REPUBLIKA.CO.ID, JAKARTA -- Pembakaran gereja di Aceh Singkil karena masalah izin pendirian rumah ibadah, dinilai sebagian kalangan telah menjadi sumber konflik di wilayah tersebut. Forum Masyarakat Sipil untuk Perdamaian Aceh atau Aceh Peace Forum mengungkapkan Aceh Singkil memang mebutuhkan konsesus baru dalam perizinan rumah Ibadah.
Kordinator Aceh Peace Forum, Juanda Djamal mengatakan konsesus baru pendirian rumah ibadah di Aceh Singkil tersebut, sebagai solusi agar ada kepastian dalam pendirian rumah ibadah. "Selama ini aturan yang ada dinilai belum menjawab perubahan struktur sosial yang ada di Aceh Singkil, sehingga butuh konsensus baru," ujarnya kepada wartawan, Kamis (15/10).
Ia mengungkapkan, di Aceh Singkil memang tingkat perpindahan penduduk dari provinsi Sumatera Utara cukup tinggi. Itu dikarenakan wilayah ini memang perbatasan dengan Sumatera Utara. Dan diketahui memang sebagian penduduk dari Sumatera Utara menganut Kristen. Jadi kebutuhan untuk rumah ibadah gereja juga meningkat jadi perlu aturan baru.
Menurut dia, sebenarnya tugas pemerintah lokal dan provinsi agar mengatur lebih bijak agar gereja tetap berdiri menjamin fasilitas ibadah, namun tetap tertib tanpa harus muncul gereja-gereja kecil ilegal yang kemudian memunculkan permasalahan di tengah masyarakat. "Ini yang masih lemah di pemerintah daerah mengatur ini, sehingga tumbuhlah gereja-gereja yang tanpa legalitas seperti di Desa Suka Makmur, Gunung Meriah kemarin," tambanya.

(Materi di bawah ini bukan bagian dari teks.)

PR #2177, opened 2021-01-13
[DA-1869] Refactor Array and WGS Data File Reconciliation

j-kanuch:
This PR updates the genomic data reconciliation workflow for both array and whole genome sequencing. The following changes were made:
- The reconciliation was updated to be performed on each bucket separately.
- The process now only lists the data files once per bucket and stores the file names in a list.
- A mapping of GC name to `gc_site_id` was added to the base config.
- The `genomic_gc_validation_metrics` queries for missing files were updated to filter on `gc_site_id`.
- The file searching for the WGS reconciliation was updated to use regular expressions.


rdr_service/genomic/genomic_job_components.py
```diff
@@ -1497,13 +1540,21 @@ def _check_genotyping_file_exists(self, bucket_name, filename):
...
+        filenames = [name for name in self.file_list if name.lower().endswith(filename.lower())]
+        return filenames[0] if len(filenames) > 0 else 0
+
+    def _get_full_filename_with_expression(self, expression):
+        """ Searches file_list for names that match the expression
+        :param expression: pattern to match
+        :return: file name with highest revision number
+        """
+        filenames = [name for name in self.file_list if re.search(expression, name)]
+        filenames.sort(reverse=True)
```
kenny-skaggs: Why do you reverse the list here?

j-kanuch: There are almost always only going to be 1 file, but if there are multiple, this is to return the file name with the highest revision number. 
For example, if there are 2 files matching the regex pattern, they may look something like "UW_A12345_1001_1.cram" and "UW_A12345_1001_2.cram". Sorting the list ensures they are in order of revision number since that is the only number that would change. I could sort without reversing and take the last element of the list instead. It would do the same thing.

kenny-skaggs: Ok, thanks. I thought it might have something to do with that, but wanted to be sure.

It looks like listing files in google storage returns in lexicographical order. If there are enough revisions of a file then I think this could begin returning the wrong one. Like if there were 11 revisions they would appear in the list as name_1, name_10, name_11, name_2, name_3...

j-kanuch: That is true. It would be unlikely that there are 11 files, but to be safe we'll probably want to naturally sort the filenames list. I can update.

j-kanuch: I've updated the code to sort in natural order by descending revision number.

kenny-skaggs (approved):

PR #2182, opened 2021-01-18
[DA-1873] MIGRATION - Renaming January COPE to February

kenny-skaggs:
If there's another COPE survey, we'll come up with a different naming scheme. This updates all our references to the January COPE so they match that it's February now instead. I _think_ I got all the references in the BQ/Resource code, please triple check that.


tests/dao_tests/test_questionnaire_response_dao.py
```diff
@@ -827,10 +827,10 @@ def test_january_cope_survey(self):
 
         self._create_cope_questionnaire(identifier='JanCope')
```
pegbertsch: Does this line need updating?

kenny-skaggs: Thanks for noticing it. Maybe it could be fun to leave it as a sort of easter-egg in the test for the name change? Currently the December and February test cases are set up to follow the behavior of not recognizing the externalId/identifier and using the authored date instead. So that string could be anything not defined on the cope_form_id_map created by the test on line 111.

But I could see it potentially leading to confusion and will change it if you think that's possible.

pegbertsch: Probably not functionally necessary;  just trying to make it less confusing for maintenance purposes.
I think there's actually an external_id value in production for CE questionnaires that says 'October COPE Survey' for the cope_nov module, which is unfortunate/a little confusing.  

Approving this as is, and you can decide if it's worth updating or not.

pegbertsch (approved):

PR #2183, opened 2021-01-19
[DA-1883] Targeted ingestion tool for AW1 and AW2 data

j-kanuch:
This tool allows for the ingestion of a single row from an AW1 or AW2 manifest. Using a provided `genomic_set_member.id`, the manifest file path, and the manifest data type (AW1 or AW2), the tool will ingest only the row associated with the `genomic_set_member` record.

### DIFF
--- a/rdr_service/genomic/genomic_job_components.py
+++ b/rdr_service/genomic/genomic_job_components.py
@@ -275,14 +275,9 @@ class GenomicFileIngester:
             return GenomicSubProcessResult.NO_FILES
         return GenomicSubProcessResult.ERROR
 
-    def _ingest_gc_manifest(self, data, _site):
-        """
-        Updates the GenomicSetMember with GC Manifest data
-        :param data:
-        :param _site: gc_site ID
-        :return: result code
-        """
-        gc_manifest_column_mappings = {
+    @staticmethod
+    def get_aw1_manifest_column_mappings():
+        return {
             'packageId': 'packageid',
             'sampleId': 'sampleid',
             'gcManifestBoxStorageUnitId': 'boxstorageunitid',
@@ -306,6 +301,15 @@ class GenomicFileIngester:
             'gcManifestFailureMode': 'failuremode',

Ia juga berharap pemerintah tidak menjadikan kasus di Aceh Singkil ini komoditas politik yang justru akan memperpanjang benih-benih konflik. Biarlah bentrokan di Aceh Singkil ini diselesaikan secara bijak dari Forum Kerukunan Umat Beragama di Aceh Singkul, dan tentunya pihak-pihak yang terbukti bersalah harus dihukum agar tidak terulang kembali.